PR #421, opened 2023-06-23
improve dotenv error messages

nicks:
- print the variable name that failed to parse
- print the name of the file where the syntax error appeared

### DIFF
--- a/dotenv/parser.go
+++ b/dotenv/parser.go
@@ -123,8 +123,8 @@ loop:
 			}
 
 			return "", "", inherited, fmt.Errorf(
-				`line %d: unexpected character %q in variable name`,
-				p.line, string(rune))
+				`line %d: unexpected character %q in variable name %q`,
+				p.line, string(rune), strings.Split(src, "\n")[0])
 		}
 	}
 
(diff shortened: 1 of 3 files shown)


nicks:
the validation failure doesn't seem related to my pr -- not sure what's going on.

nicks:
ah, i see, it's waiting on https://github.com/compose-spec/compose-go/pull/420 to be merged

dotenv/parser.go
```diff
@@ -123,8 +123,8 @@ loop:
 			}
 
 			return "", "", inherited, fmt.Errorf(
-				`line %d: unexpected character %q in variable name`,
-				p.line, string(rune))
+				`line %d: unexpected character %q in variable name %q`,
+				p.line, string(rune), strings.Split(string(src), "\n")[0])
```
ndeloof, line 127: `src` is a string, doesn't seem a cast is necessary here

ndeloof (approved):

dotenv/parser.go
nicks: good point!

glours (approved):
LGTM

PR #423, opened 2023-06-28
loader: restore implicit default of `.` for build context

milas:
In the Compose spec, as well as Compose v1.x, the `build.context` field is mandatory in the object form of a `service.build` definition.

However, in compose-go (and thus Compose v2.x), this has never been enforced, and an empty `build.context` field was implicitly set to `.` aka the project directory.

Restore that behavior pending a decision on whether we want to make the spec less restrictive here so that this is acceptable or change `compose-go` to begin emitting a warning and eventually reject this.

Note that the order of normalization and resolving paths has been switched so that normalization occurs first, and then paths can be resolved across all fields consistently. This resulted in a small test update where this was incorrect before - it was loading with path resolution enabled but then asserting it had a relative path for the env file.

### DIFF
--- a/loader/loader.go
+++ b/loader/loader.go
@@ -261,6 +261,13 @@ func Load(configDetails types.ConfigDetails, options ...func(*Options)) (*types.
 		Extensions:  model.Extensions,
 	}
 
+	if !opts.SkipNormalization {
+		err = Normalize(project)
+		if err != nil {
+			return nil, err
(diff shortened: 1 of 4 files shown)


ndeloof (approved):

glours (approved):
LGTM

laurazard (approved):

PR #425, opened 2023-06-28
loader: path resolution consistency

milas:
Move the project working directory absolute path resolution to `ResolveRelativePaths` and remove redundant local volume (a rarely used way of creating bind mounts) absolute path resolution from the normalization method.

### DIFF
--- a/loader/normalize.go
+++ b/loader/normalize.go
@@ -18,7 +18,6 @@ package loader
 
 import (
 	"fmt"
-	"path/filepath"
 	"strings"
 
 	"github.com/compose-spec/compose-go/errdefs"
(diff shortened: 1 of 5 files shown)


loader/normalize.go
```diff
@@ -128,14 +120,6 @@ func Normalize(project *types.Project) error {
 		project.Services[i] = s
 	}
 
-	for name, config := range project.Volumes {
-		if config.Driver == "local" && config.DriverOpts["o"] == "bind" {
-			// This is actually a bind mount
-			config.DriverOpts["device"] = absPath(project.WorkingDir, config.DriverOpts["device"])
-			project.Volumes[name] = config
-		}
-	}
```
milas, line 137: This logic was duplicated in `ResolveRelativePaths`: https://github.com/compose-spec/compose-go/blob/169d13bec1e873d0e0448e6f97b0e90cfcb71038/loader/paths.go#L54-L60

N.B. It's actually _SLIGHTLY_ different because the version in `ResolveRelativePaths` uses `resolveMaybeUnixPath`, which is arguably more correct.

ndeloof (approved):

PR #426, opened 2023-07-01
Fix: Issue in parser termination for quoted values

rushib1:
Parser fails to properly identify termination quotes for quoted strings, In a cases where the value ends with double slash followed by quotes(\\") It is not terminating at that quote and keeps moving forward assuming the quote was escaped.

I have added a test case for the changes


ndeloof (approved):

ndeloof:
for legal reasons we require commits to be signed-off by contributors, please amend your commit with `git amend --signoff` then force-push your branch

rushib1:
I have already included my signoff in the commit, Let me know If thats not what you meant.

glours (approved):

PR #428, opened 2023-07-04
add support of required attribute of depends_on

glours:
Implementation of the [following spec proposal](https://github.com/compose-spec/compose-spec/pull/382)


glours:
Check of schema validation won't pass until the Spec PR will be merged.

ndeloof (approved):

PR #431, opened 2023-07-07
Extend default replacement function with applied flag

srebhan:
In some circumstances it is important to know if an interpolation happened or the variable was actually mapped, e.g. to solve https://github.com/influxdata/telegraf/issues/13565. Extend the `DefaultReplacementFunc` by the additional flag staying compatible to the previous API...


ndeloof (approved):

ndeloof:
Seems to me this could be also used for `docker compose config` to collect variables defined in a compose file and list them, see https://github.com/docker/compose/issues/9226

glours (approved):

PR #432, opened 2023-07-11
filter depends_on services when required is not set

glours:
If a `depends_on` is marked as non-required, we shouldn't return an error if not found

### DIFF
--- a/types/project.go
+++ b/types/project.go
@@ -24,6 +24,8 @@ import (
 	"path/filepath"
 	"sort"
 
+	"github.com/compose-spec/compose-go/utils"
+
 	"github.com/compose-spec/compose-go/dotenv"
 	"github.com/distribution/distribution/v3/reference"
 	godigest "github.com/opencontainers/go-digest"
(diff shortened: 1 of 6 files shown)


types/project.go
```diff
@@ -102,10 +104,19 @@ func (p *Project) ConfigNames() []string {
 
 // GetServices retrieve services by names, or return all services if no name specified
 func (p *Project) GetServices(names ...string) (Services, error) {
+	services, servicesNotFound := p.getServicesByNames(names...)
+	if len(servicesNotFound) > 0 {
+		return services, fmt.Errorf("no such service: %s", servicesNotFound[0])
```
laurazard, line 109: nit: we should return all not found services at once, otherwise if people have multiple services missing they'll have to go

```shell
$ compose up
[no such service: foo]

<fixes config>

$ compose up
[no such service: bar]

<yells at computer and fixes things again>
```

laurazard (approved):
LGTM, just left a suggestion

types/project.go
glours: As this method is public, I didn't want to introduce a breaking change by adding the support `depends_on.required` attribute, so this implementation keep the same behaviour as the current one.
I agree we should return all the missing service at once, but I prefer to do that in a dedicated PR if this is fine for you @laurazard?

ndeloof (approved):

PR #433, opened 2023-07-12
load: resolve symlinks and make path resolution more consistent

milas:
For host paths, an attempt is now made to resolve any symlinks when resolving relative paths. A few different code paths for absolute path resolution have also been unified, so there should be more consistency here, e.g. the use of `~/foo` shell-style home-relative paths now works more places.

(The only test adjustment needed was for macOS compatibility, as it used `/tmp` as a hardcoded constant, which now gets resolved, as it's a symlink 🙃 )


milas:
Reworking this, there were some flawed assumptions, I am working my up through `ProjectOptions` currently 🙉

PR #434, opened 2023-07-13
loader: consistently resolve `build.context` path

milas:
When using `extends.file` to load a service from another Compose file, if the `build.context` field wasn't explicitly set, it would get ignored by the path resolution.

As a result, the build context would end up as the working directory of the _root_ Compose file instead of the working directory of the _loaded_ Compose file.

This was because the relative path resolution logic ignored empty `build.context` values. Unfortunately, removing that restriction is itself not sufficient, as it then attempted to verify that the local path existed in an attempt to avoid unintentionally joining the working directory with a remote context value (e.g. `/foo/https://github.com/my/repo.git`).

This is problematic because the working directory itself might be relative (rooted to an unknown location that is != `.`), so it will be resolved relative to the current process working directory, and thus fail the existence check.

In practice, this happens when using `extends.file`, where we do resolve paths but intentionally pass a potentially relative value for the working dir, thus making it unsafe to be doing real filesystem operations here.

In fact, even if a context was specified, it was possible to break this by running Compose from a different directory than the _root_ Compose file while specifying the path to it.

As there's no formal specification for determining local path vs. remote build contexts (see discussion in #385), I'm simply eliminating the existence check. This COULD mean that Compose begins to erroneously consider remote context values as local paths if builders add new unsupported syntaxes, but I think it's fair for us to be more restrictive.

Additionally, I've ensured that when path resolution is happening, it _always_ resolves the `build.context` to an absolute path for consistency. In particular, this should help make it easier to use the output of `docker compose config` from arbitrary working directories.

There's a new test that covers the `extends.file` + `build.context` behavior, and everal existing test adjustments to account for the fact that Compose was emitting relative `build.context` paths from `docker compose config` despite everything else being absolute (such as volumes).

Fixes:
 * docker/for-mac#6912

### DIFF
--- a/loader/paths.go
+++ b/loader/paths.go
@@ -68,13 +68,9 @@ func ResolveRelativePaths(project *types.Project) error {
 }
 
 func ResolveServiceRelativePaths(workingDir string, s *types.ServiceConfig) {
-	if s.Build != nil && s.Build.Context != "" && !isRemoteContext(s.Build.Context) {
-		// Build context might be a remote http/git context. Unfortunately supported "remote"
-		// syntax is highly ambiguous in moby/moby and not defined by compose-spec,
-		// so let's assume runtime will check
-		localContext := absPath(workingDir, s.Build.Context)
-		if _, err := os.Stat(localContext); err == nil {
-			s.Build.Context = localContext
+	if s.Build != nil {
+		if !isRemoteContext(s.Build.Context) {
+			s.Build.Context = absPath(workingDir, s.Build.Context)
 		}
 		for name, path := range s.Build.AdditionalContexts {
 			if strings.Contains(path, "://") { // `docker-image://` or any builder specific context type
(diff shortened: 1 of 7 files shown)


loader/paths.go
```diff
@@ -68,13 +68,9 @@ func ResolveRelativePaths(project *types.Project) error {
...
-		// syntax is highly ambiguous in moby/moby and not defined by compose-spec,
-		// so let's assume runtime will check
-		localContext := absPath(workingDir, s.Build.Context)
-		if _, err := os.Stat(localContext); err == nil {
-			s.Build.Context = localContext
+	if s.Build != nil {
+		if !isRemoteContext(s.Build.Context) {
+			s.Build.Context = absPath(workingDir, s.Build.Context)
 		}
 		for name, path := range s.Build.AdditionalContexts {
```
milas, line 75: N.B. There's actually an additional fix here for `build.additional_contexts` -- they were only being resolved if the full condition was met: `s.Build != nil && s.Build.Context != "" && !isRemoteContext(s.Build.Context)`

milas:
Ahhh I busted the tests on Windows, will look at it in the morning, at a first glance I think we need to use `resolveMaybeUnixPath` on the build context & additional contexts but need to think on it more 🤔

milas:
See also:
* docker/compose#10798

glours (approved):

PR #436, opened 2023-07-13
load: resolve symlinks and fix various path issues

milas:
The loader is very inconsistent with how it deals with relative
paths, and there have been various edge cases in which it does
not behave as expected (see #434).

At its core, this commit attempts to do the following:
  * Within the loader, do not perform real filesystem operations
    on paths (e.g. stat for existence)
  * Within the loader, use the root paths provided as-is, making
    other paths relative to them without trying to make the final
    result absolute
  * Perform real path lookup in the `ProjectOptions` helper in
    the `cli` package, including resolving symlinks and making the
    root paths absolute

Effectively, this is an attempt to make (the path-handling parts
of) the loader more "pure". It still does a lot of direct file
I/O (e.g. for `extends`, `env_file`) using `os.ReadFile` directly,
but this goes a long way towards making it practical to use the
loader for complex, multi-file projects without ever actually
touching the disk.

Pushing more of the "real system" concerns up to `ProjectOptions`
in the `cli` package means that the behavior should still be
consistent for high-level consumers.

There is a breaking behavioral change here for low-level consumers,
however, as shell-style user-home relative paths (e.g. `~/foo`)
were being resolved directly using system lookups deep within the
loader. Now, `ConfigDetails` includes a `HomeDir` field much like
`WorkingDir`, which is used to resolve these types of paths.

In the end, this should all provide greater flexibility and make
things slightly easier to test, since there's less system leakage.

### DIFF
--- a/cli/options.go
+++ b/cli/options.go
@@ -75,6 +75,10 @@ type ProjectOptions struct {
 	// exist or an error will be returned during load.
 	EnvFiles []string
 
+	// HomeDir is the user's home directory to be used for resolving shell-style
+	// `~/foo` home-relative paths, which are supported by path fields in Compose.
+	HomeDir string
+
 	loadOptions []func(*loader.Options)
 }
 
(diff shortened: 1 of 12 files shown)


cli/options.go
```diff
@@ -358,19 +392,20 @@ func ProjectFromOptions(options *ProjectOptions) (*types.Project, error) {
 	if err != nil {
 		return nil, err
 	}
-	absWorkingDir, err := filepath.Abs(workingDir)
+	workingDir, err = filepath.Abs(workingDir)
```
ndeloof, line 395: why not also use RealAbsPath here ?

cli/paths.go
```diff
@@ -0,0 +1,44 @@
...
+
+import (
+	"io/fs"
+	"path/filepath"
+
+	"github.com/pkg/errors"
+)
+
+// RealAbsPath attempts to determine the true absolute path after symlink evaluation.
+func RealAbsPath(path string) (string, error) {
```
ndeloof, line 27: nit: why not just name this `AbsPath`?

ndeloof (approved):

PR #442, opened 2023-08-04
Parse service device count to int if possible

XiangRongLin:
When set via an environment variable an integer will be represented by a string, resulting in an error.
fixes: https://github.com/docker/compose/issues/10667

--- 

The alternative would be to adjust the parsing of the yaml into the internal model, so it gets parsed as an int. 
The env var is replaced in https://github.com/compose-spec/compose-go/blob/95ac1be8bfdc4dc21cdfb14e37b52c31275046a3/interpolation/interpolation.go#L74
 But it only allows setting strings and not int
https://github.com/compose-spec/compose-go/blob/95ac1be8bfdc4dc21cdfb14e37b52c31275046a3/interpolation/interpolation.go#L34

### DIFF
--- a/loader/loader.go
+++ b/loader/loader.go
@@ -1038,7 +1038,12 @@ var transformServiceDeviceRequest TransformerFunc = func(data interface{}) (inte
 					value["count"] = -1
 					return value, nil
 				}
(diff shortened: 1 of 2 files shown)


ndeloof (approved):

glours (approved):
LGTM

PR #446, opened 2023-08-21
load: move env var profile detection to option

milas:
Instead of reading `COMPOSE_PROFILES` environment variable directly during `load()`, rely exclusively on `opts.Profiles`.

A new loader option, `WithDefaultProfiles`, allows passing profile name(s) via varargs. If none are provided, it will fallback to using any profiles set via `COMPOSE_PROFILES`.

This improves purity of the loader and fixes issues with profiles being ignored for `include` (docker/compose#10906).

### DIFF
--- a/cli/options.go
+++ b/cli/options.go
@@ -194,7 +194,7 @@ func WithEnv(env []string) ProjectOptionsFn {
 	}
 }
 
-// WithDiscardEnvFiles sets discards the `env_file` section after resolving to
+// WithDiscardEnvFile sets discards the `env_file` section after resolving to
 // the `environment` section
 func WithDiscardEnvFile(o *ProjectOptions) error {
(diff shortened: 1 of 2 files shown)


milas:
Also, technically `COMPOSE_PROFILES` is not part of the spec (we don't specify HOW things like CLI should work).

At the same time, one thing we've learned from `docker/cli` is that it's really annoying if a bunch of conventions (`DOCKER_CONTEXT`) aren't supported by the "lower-level" client (`moby/moby`). So that's why I went with the `WithDefaultProfiles` loader option here - it keeps the logic in `compose-go` for the broader ecosystem, but it's also easy to avoid by using `WithProfiles` instead.

ndeloof:
@milas loader definitively should not use os.GetEnv

ndeloof (approved):

PR #447, opened 2023-08-21
load: ignore dependency fields with `extends`

milas:
When using `extends`, clear any dependency fields on the base service before merging.

See:
 * docker/compose#10905

Draft until we determine what behavior is actually desirable.

### DIFF
--- a/loader/loader.go
+++ b/loader/loader.go
@@ -777,6 +777,21 @@ func loadServiceWithExtends(ctx context.Context, filename, name string, services
 			ResolveServiceRelativePaths(baseFileParent, baseService)
 		}
 
+		baseService.VolumesFrom = nil
+		baseService.DependsOn = nil
+		maybeReferences := []*string{
+			&baseService.NetworkMode,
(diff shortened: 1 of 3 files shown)


ndeloof:
:+1 This indeed need to be addressed
IMHO we should not silently ignore incompatible attributes. Either return an error (the compose v1 way) or warn user those are ignored

glours:
IHMO we should let the user extends a services with dependencies without backporting the original configuration, this way users will be able to redifine the same or new dependencies. 
An error message will blocked them from extending the service.

ndeloof:
@glours I'm worried we silently remove stuff from a service and user isn't warned, then will complain
this limitation was in place in compose v1 and AFAICT nobody complained :)

glours:
@ndeloof I was updating my message when you answered, for me we should warn the user that the original configuration won't apply in this cases

yariv-apiiro:
Perhaps we should change the docs for now? I personally uses it as well.

PR #449, opened 2023-08-25
local environment to override included .env

ndeloof:
as we include another compose.yaml file and parse implicit or explicit sibling `.env` file, upper-level project environment should override values (just like `FOO=BAR docker compose up` does)

see https://github.com/docker/compose/issues/10913


milas (approved):
LGTM! Want to update `TestLoadsWithInclude` to cover this case? 😉

PR #451, opened 2023-08-29
add support for multi-document yaml

ndeloof:
Allows a compose.yaml file to define a multi-document yaml content. Documents all get merged into a single compose model.
I don't expect this to be used by users directly, but to allow distribution of a set of compose files without the need to manage file paths, just as a single yaml stream with all documents inlined in expected order.

### DIFF
--- a/loader/loader.go
+++ b/loader/loader.go
@@ -17,8 +17,10 @@
 package loader
 
 import (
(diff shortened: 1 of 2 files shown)


milas (approved):
Nice!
◇ ◇ ◇ ◇ ◇ ◇ ◇
> REQUIREMENT: Give only the number of lines in the data that hold the string "things".

> TASK RESULT: 3